PROBLEM STATEMENT - Within the entries below, the lines from the one with "- push some" through the one with "vmware/vic#5548" are to be set down exactly, both ends kept.

INPUT DATA -
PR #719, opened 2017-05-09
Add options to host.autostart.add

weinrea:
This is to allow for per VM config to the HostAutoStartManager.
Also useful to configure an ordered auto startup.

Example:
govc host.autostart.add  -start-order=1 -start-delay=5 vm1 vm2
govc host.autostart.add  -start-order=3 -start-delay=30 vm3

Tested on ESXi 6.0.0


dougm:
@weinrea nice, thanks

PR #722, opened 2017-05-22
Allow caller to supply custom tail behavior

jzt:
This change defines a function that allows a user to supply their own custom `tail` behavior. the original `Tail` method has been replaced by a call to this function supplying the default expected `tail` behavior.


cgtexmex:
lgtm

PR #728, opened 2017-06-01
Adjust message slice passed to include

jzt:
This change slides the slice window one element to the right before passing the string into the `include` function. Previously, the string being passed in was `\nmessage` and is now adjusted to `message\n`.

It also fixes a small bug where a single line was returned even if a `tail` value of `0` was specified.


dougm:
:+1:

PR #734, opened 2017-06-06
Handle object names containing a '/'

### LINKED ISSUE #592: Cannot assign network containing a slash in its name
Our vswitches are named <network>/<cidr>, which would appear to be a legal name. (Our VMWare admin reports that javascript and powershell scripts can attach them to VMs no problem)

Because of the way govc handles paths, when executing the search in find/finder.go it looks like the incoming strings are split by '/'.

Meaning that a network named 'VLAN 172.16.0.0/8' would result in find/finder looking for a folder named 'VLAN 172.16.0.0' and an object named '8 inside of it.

* * *

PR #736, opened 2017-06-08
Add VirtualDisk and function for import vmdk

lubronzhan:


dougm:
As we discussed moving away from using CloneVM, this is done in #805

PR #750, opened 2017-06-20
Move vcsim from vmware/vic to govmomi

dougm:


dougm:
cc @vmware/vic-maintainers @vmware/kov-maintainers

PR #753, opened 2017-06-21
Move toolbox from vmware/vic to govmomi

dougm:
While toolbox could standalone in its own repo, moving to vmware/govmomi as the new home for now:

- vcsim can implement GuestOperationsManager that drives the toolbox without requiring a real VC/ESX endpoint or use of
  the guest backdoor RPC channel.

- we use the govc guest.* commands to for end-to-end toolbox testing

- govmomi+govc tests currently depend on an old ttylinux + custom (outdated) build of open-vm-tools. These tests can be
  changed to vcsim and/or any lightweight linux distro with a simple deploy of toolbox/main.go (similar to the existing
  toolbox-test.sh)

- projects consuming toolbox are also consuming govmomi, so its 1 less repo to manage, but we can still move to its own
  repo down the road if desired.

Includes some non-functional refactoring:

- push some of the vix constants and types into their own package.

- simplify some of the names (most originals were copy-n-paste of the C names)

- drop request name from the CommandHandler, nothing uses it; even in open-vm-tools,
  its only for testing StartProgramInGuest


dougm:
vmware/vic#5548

FINISHED EXERCISE -
- push some of the vix constants and types into their own package.

- simplify some of the names (most originals were copy-n-paste of the C names)

- drop request name from the CommandHandler, nothing uses it; even in open-vm-tools,
  its only for testing StartProgramInGuest


dougm:
vmware/vic#5548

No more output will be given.